- Zażądaliśmy sporządzenia uzasadnienia na piśmie, wtedy będziemy mogli w stopniu szerszym zapoznać się ze stawianymi zarzutami - powiedział podczas pikiety pełnomocnik Kołodziejczaka. - Zachodzi szereg wątpliwości co do prawidłowości postępowania organów ścigania - dodał, wskazując na ujawnienie wizerunków protestujących przez policję.
- Są to przestępstwa w ujęciu kodeksowym i grozi za nie nawet kara pozbawienia wolności - przyznał prawnik.
Michał Kołodziejczak zadeklarował, że działacze Agrounii przyjeżdżają na protesty w Warszawie "pokojowo". - Gdybyśmy coś chcieli zrobić, to ja nie ukrywam, że zdolności są niemałe i dalibyśmy radę pomimo wszelkich starań różnego rodzaju organów - stwierdził po przesłuchaniu w komendzie, przed którą trwała pikieta rolników.
- Od tygodnia mówi się, że spłonął jakiś sygnalizator za 16 tys., a ja mogę tutaj na palcach jednej ręki pokazać osoby, które mają setki tysięcy strat z powodu nieudolności prawa w Polsce - mówił lider Agrounii. - Kiedy my mamy miliony złotych strat, to nikt o tym nie mówi - dodał.
Zarzuty niszczenia mienia dotyczą przede wszystkim uszkodzenia nawierzchni pl.

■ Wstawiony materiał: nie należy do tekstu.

PR #155, opened 2015-03-26
Fix error in array name at documentation

javigomez:
Fixes a wrong name of a variable in the documentation. Is wrong because in previous line is called `$opts` and in the present line is called `$opt` instead


burzum:
Thank you!

PR #156, opened 2015-03-28
Adding a less task that features two less compilers.

burzum:


src/Task/Assets/Less.php
```diff
@@ -0,0 +1,179 @@
...
+ * inject the name there.
+ */
+class Less extends BaseTask
+{
+    /**
+     * The less compiler to use.
+     *
+     * @var string
+     */
+    protected $lessCompiler = 'less';
```
DavertMik: Could you match available compiler by `class_exists`? That would simplify life

burzum: I think a mapping by name is better because it allows you to extend the less task and implement your own parser method. For example you want to do something special with one of the compilers. Right now we just use the basics of them but I've seen they provide more functionality. If you only use the class name it wont give you the ability to implement any custom logic around your compiler.

PR #158, opened 2015-04-08
PhpServer: Wrap `php` command with `exec`

fabfuel:
Wrap `php` command with `exec` to prevent detached PHP server process on e.g. Debian after stopping the background task.

On Debian, the PHP server process currently does not get killed.
The server gets startet correctly:
```
vagrant   4233  pts/0    Ss   09:05   0:00  |       \_ -bash
vagrant   5936  pts/0    S+   10:43   0:00  |           \_ php bin/robo server
vagrant   5937  pts/0    S+   10:43   0:00  |               \_ sh -c php -S 0.0.0.0:8000 -t public
vagrant   5938  pts/0    S+   10:43   0:00  |                   \_ php -S 0.0.0.0:8000 -t public
```

But after finishing the task and stopping the process, the actual PHP server process is still running:
```
vagrant   5938  pts/0    S    10:43   0:00 php -S 0.0.0.0:8000 -t public
```

In this example, only the PID 5937 was killed, not the server itself 5938.
Wrapping the `php` call with `exec` fixes that issue.

Best
Fabian

### DIFF
--- a/src/Task/Development/PhpServer.php
+++ b/src/Task/Development/PhpServer.php
@@ -29,7 +29,7 @@ class PhpServer extends Exec
 {
     protected $port;
     protected $host = '127.0.0.1';
-    protected $command = 'php -S %s:%d ';
+    protected $command = 'exec php -S %s:%d ';
 
     public function __construct($port)
     {
--- a/src/Task/Development/PhpServer.php
+++ b/src/Task/Development/PhpServer.php
@@ -29,11 +29,15 @@ class PhpServer extends Exec
 {
     protected $port;
     protected $host = '127.0.0.1';
-    protected $command = 'exec php -S %s:%d ';
+    protected $command = 'php -S %s:%d ';
 
     public function __construct($port)
     {
         $this->port = $port;
+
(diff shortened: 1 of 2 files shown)


DavertMik:
Will this work on other systems than Debian?

burzum:
@fabfuel this change will break the PhpServer on windows.

fabfuel:
You're right, I forgot about Windows... `exec` works on all Unix based operating systems, including OS X. I did not test Robo on Windows, but if it currently works correct without the `exec` wrapper, we can skip it.

I now check PHP_OS and only add `exec` on "linux" environments.

By the way, Symfony does it the same way. As far as I see, they are not checking the OS, but I'm not familiar with Symfony, so maybe there's a magic way how they resolve that:
https://github.com/symfony/symfony/blob/2.7/src/Symfony/Bundle/FrameworkBundle/Command/ServerStartCommand.php#L220

Best
Fabian

fabfuel:
On OS X it also works without the `exec` wrapper, that's why I check especially for "linux" environments.

DavertMik:
Great. Thank you!

PR #166, opened 2015-04-24
Add option for show codeception output in compact style

miramir:


DavertMik:
I'm confused either...
I think `--report` option is not as widely used to include it. You can always pass it as 

```
 taskCodecept()
  ->...
 ->opt('--report')
```

PR #168, opened 2015-05-08
allow wildcard path on taskMinify

kodok-buncit:
this PR will allow doing task like this.

```
$this->taskMinify( 'public/css/*.css' )
     	->run();
```

### DIFF
--- a/src/Task/Assets/Minify.php
+++ b/src/Task/Assets/Minify.php
@@ -58,7 +58,7 @@ class Minify extends BaseTask
             $this->files[] = $input;
             return $this;
         }
-        else
+        elseif( False !== strpos($input, '*') )
         {
             // by wildcard
             $finder = new Finder();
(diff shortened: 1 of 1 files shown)


src/Task/Assets/Minify.php
```diff
@@ -49,8 +53,42 @@ class Minify extends BaseTask
...
+            }
+            
+            foreach ($iterator as $file) {
+                $this->files[] = $file->getRealpath();
+            }
+
+            return $this;
         }
 
         return $this->fromText($input);
```
boedah: this is never reached and breaks existing behavior...

kodok-buncit:
@boedah  how about new commit?

burzum:
I'm not against the feature but it seems useless to me because usually the order of the files matters. I ran into the same issue when I tried to process an angular application that has a lot sub-folders.

boedah:
agree.
Also seems the Result object of the `_run()` method is never used...

kodok-buncit:
allright it seems the feature only usefull for me.
closed

burzum:
@kodok-buncit you can get this done much more easy with http://php.net/manual/en/function.glob.php than adding all of that code. Check the examples and comments there.

PR #169, opened 2015-05-14
Fix formatting of taskExec() methods

bcremer:


DavertMik:
This doc was generated, probably issue should be fixed in Robofile :(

Zawiszy w Warszawie. Według Kołodziejczaka uszkodzona została nawierzchnia, która i tak "nadawała się pod wymianę".
- Już dzisiaj ogłaszam, że za 9 dni widzimy się na rondzie Zawiszy. Nawet jeszcze dziś będziemy kierować dokumenty do urzędu miasta na legalną manifestację właśnie w tamtym miejscu - zapowiedział lider Agrounii. - Zapraszamy wszystkich od 7 rano - dodał.
- Nigdy nie będziemy posuwać się do tak haniebnych strajków, manifestacji, jakie robią w Polsce kolejne grupy zawodowe i społeczne, czyli L4, zwolnienia lewe, szantażowanie całego kraju - powiedział Kołodziejczak.
- Jesteśmy dumą tego kraju i nie będziemy tego ukrywać. Będziemy jasno protestować z głową uniesioną o góry przy "Rocie" i innych pieśniach patriotycznych, a nie jak szczury w domach nie będziemy się chować - zapowiedział Kołodziejczak, nawiązując wprost do strajków policjantów i nauczycieli.
- Tutaj pan dziennikarz powiedział "pana zamkną". Nie, przyjdzie taki czas, że wszystkich tych, którzy przyczyniają się do zdrady polskiej racji stanu, to by będziemy zamykać, a nie ktoś będzie zamykał nas - ostrzegł Michał Kołodziejczak.
Szef MSWiA Joachim Brudziński po proteście 13 marca zapowiadał, że "każdy z przedstawicieli tej chuliganerii, która sprowadziła realne zagrożenie zdrowia i życia uczestników ruchu drogowego musi ponieść konsekwencje wynikające z polskiego prawa".
Dwa dni później stołeczna policja opublikowała zdjęcia twarzy 30 uczestników głośnej akcji Agrounii na pl. Zawiszy w Warszawie. Poprosiła o pomoc w ich identyfikacji. Przyjęła też od Zarządu Dróg Miejskich wniosek o ściganie sprawców uszkodzenia nawierzchni jezdni w miejscu protestu.
Jak poinformowała policja, straty oszacowane zostały na prawie 34 tysięcy złotych. Karolina Gałecka, rzecznik prasowy ZDM, wyjaśnia money.pl, że 34 tys. zł to straty materialne w infrastrukturze drogowej, a kolejne 150 tys. zł to koszty przygotowania projektu organizacji ruchu i materiałów.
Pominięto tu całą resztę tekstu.